Exercise material
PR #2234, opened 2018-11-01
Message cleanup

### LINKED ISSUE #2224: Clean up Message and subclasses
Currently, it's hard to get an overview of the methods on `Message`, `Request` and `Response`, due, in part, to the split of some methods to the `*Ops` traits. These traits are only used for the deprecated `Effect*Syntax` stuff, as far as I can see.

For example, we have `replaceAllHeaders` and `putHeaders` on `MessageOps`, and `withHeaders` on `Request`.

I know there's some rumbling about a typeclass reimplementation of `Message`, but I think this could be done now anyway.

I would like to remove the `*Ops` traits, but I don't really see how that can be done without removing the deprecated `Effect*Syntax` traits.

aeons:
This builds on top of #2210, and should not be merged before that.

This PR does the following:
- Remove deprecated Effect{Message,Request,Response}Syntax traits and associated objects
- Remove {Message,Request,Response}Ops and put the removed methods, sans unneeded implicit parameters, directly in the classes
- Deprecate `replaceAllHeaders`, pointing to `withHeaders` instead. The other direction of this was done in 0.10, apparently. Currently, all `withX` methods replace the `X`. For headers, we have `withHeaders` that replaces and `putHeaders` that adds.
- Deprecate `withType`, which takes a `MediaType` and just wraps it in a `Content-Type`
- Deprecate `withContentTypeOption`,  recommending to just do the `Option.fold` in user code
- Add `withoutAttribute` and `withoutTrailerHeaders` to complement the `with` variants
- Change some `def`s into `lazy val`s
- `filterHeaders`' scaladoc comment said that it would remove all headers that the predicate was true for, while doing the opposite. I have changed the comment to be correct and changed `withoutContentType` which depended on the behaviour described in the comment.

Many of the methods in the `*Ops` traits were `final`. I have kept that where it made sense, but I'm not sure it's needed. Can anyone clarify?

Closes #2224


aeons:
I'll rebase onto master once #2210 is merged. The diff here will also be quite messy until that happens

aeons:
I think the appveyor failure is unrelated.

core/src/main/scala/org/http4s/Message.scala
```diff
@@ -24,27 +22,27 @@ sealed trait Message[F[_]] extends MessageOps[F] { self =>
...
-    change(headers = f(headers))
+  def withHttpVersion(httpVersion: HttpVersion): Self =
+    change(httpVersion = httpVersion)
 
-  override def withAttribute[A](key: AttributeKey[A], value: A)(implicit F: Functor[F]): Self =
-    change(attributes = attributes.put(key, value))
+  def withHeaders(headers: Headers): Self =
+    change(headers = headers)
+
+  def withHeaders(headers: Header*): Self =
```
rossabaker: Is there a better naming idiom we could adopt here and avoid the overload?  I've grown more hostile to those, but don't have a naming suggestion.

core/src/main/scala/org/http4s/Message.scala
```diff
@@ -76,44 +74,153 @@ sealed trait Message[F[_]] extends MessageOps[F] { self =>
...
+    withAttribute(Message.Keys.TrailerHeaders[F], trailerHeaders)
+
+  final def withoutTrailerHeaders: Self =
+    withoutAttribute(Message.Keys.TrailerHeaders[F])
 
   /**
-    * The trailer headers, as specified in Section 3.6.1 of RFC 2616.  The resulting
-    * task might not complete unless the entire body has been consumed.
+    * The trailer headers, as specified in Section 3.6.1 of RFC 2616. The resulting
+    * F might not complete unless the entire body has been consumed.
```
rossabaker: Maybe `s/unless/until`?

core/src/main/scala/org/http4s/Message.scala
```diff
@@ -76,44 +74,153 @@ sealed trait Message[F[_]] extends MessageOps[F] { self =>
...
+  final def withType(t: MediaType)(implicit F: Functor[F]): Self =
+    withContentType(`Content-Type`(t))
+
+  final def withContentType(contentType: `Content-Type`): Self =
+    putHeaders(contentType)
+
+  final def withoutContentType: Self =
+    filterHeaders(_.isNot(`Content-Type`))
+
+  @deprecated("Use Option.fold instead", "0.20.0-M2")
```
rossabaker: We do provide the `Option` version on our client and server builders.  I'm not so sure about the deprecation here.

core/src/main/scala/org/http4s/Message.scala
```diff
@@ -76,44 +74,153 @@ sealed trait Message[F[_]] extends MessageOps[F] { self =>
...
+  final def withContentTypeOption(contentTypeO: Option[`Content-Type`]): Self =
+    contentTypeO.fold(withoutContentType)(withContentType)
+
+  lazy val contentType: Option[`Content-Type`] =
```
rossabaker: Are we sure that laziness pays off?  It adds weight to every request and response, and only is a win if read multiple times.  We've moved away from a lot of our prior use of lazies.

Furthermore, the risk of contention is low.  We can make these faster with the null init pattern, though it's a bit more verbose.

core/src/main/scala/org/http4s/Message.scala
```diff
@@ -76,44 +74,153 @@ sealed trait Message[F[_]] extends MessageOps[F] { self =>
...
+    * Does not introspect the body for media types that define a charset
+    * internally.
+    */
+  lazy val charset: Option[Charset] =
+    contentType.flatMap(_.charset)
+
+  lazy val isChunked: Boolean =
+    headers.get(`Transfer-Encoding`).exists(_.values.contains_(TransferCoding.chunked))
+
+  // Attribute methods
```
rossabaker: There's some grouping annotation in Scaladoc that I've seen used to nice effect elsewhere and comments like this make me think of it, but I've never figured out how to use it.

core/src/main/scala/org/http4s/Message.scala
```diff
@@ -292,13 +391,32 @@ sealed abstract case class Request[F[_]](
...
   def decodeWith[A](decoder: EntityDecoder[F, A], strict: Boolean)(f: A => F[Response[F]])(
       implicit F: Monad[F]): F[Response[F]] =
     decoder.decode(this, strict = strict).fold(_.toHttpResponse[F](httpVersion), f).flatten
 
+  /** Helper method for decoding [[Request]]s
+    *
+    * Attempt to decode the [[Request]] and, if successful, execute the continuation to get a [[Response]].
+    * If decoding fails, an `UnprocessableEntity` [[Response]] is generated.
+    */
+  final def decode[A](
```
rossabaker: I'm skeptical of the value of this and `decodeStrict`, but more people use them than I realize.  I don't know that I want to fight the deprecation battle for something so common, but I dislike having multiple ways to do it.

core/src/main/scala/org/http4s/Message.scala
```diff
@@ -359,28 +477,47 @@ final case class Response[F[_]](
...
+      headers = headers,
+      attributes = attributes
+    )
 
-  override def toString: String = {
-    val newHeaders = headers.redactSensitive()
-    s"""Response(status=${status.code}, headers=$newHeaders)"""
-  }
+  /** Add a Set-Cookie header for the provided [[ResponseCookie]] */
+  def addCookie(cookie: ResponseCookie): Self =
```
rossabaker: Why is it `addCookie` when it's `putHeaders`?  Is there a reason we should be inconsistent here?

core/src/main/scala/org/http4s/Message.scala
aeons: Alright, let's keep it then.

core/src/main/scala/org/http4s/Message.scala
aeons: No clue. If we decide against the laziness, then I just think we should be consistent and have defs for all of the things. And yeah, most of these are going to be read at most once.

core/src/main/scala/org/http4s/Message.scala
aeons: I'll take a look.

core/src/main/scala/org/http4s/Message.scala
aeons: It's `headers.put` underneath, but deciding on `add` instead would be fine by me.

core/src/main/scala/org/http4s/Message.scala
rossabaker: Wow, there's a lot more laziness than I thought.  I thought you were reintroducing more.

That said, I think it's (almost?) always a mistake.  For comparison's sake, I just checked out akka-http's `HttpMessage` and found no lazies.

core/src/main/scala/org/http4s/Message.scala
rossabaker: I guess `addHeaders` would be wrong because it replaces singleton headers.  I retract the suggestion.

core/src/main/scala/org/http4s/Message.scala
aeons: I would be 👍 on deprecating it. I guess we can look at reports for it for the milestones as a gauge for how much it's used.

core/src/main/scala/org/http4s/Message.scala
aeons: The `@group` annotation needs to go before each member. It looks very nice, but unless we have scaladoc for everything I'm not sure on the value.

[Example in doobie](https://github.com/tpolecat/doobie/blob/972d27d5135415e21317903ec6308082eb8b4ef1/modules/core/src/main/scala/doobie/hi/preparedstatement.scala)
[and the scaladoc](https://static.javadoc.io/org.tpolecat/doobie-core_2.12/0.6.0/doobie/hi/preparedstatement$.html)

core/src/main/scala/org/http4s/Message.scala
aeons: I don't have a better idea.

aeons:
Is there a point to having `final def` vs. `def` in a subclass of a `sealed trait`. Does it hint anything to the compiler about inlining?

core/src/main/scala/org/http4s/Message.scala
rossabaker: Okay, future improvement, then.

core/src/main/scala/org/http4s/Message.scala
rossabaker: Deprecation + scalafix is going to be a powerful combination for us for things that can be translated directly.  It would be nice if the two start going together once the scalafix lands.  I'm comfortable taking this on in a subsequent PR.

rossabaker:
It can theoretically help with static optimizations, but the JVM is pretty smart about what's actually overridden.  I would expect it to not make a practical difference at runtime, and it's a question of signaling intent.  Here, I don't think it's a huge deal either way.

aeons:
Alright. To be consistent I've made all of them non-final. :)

Task prompt
Look at each line above and note whether it holds the word "withContentTypeOption". Report how many do, as the number only.

Exercise response
2